### Activity
Restate all of the data exactly.

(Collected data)
►

PR #853, opened 2021-04-02
Value tasks

rogeralsing:
* Value Tasks in ActorContext.
* Vastly simplified code in Mailbox and Receive loop
* Performance Improvement 🚀 💥 

InProcessBenchmark max on this machine:
Before:  47mln msg/sec
After:  58mln msg/sec


rogeralsing:
https://github.com/AsynkronIT/protoactor-dotnet/blob/a5c66c54eb242c77301e2ea36e354777dfc94111/src/Proto.Actor/Mailbox/Mailbox.cs#L153-L195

◄

### Your solution
PR #853, opened 2021-04-02
Value tasks

rogeralsing:
* Value Tasks in ActorContext.
* Vastly simplified code in Mailbox and Receive loop
* Performance Improvement 🚀 💥 

InProcessBenchmark max on this machine:
Before:  47mln msg/sec
After:  58mln msg/sec


rogeralsing:
https://github.com/AsynkronIT/protoactor-dotnet/blob/a5c66c54eb242c77301e2ea36e354777dfc94111/src/Proto.Actor/Mailbox/Mailbox.cs#L153-L195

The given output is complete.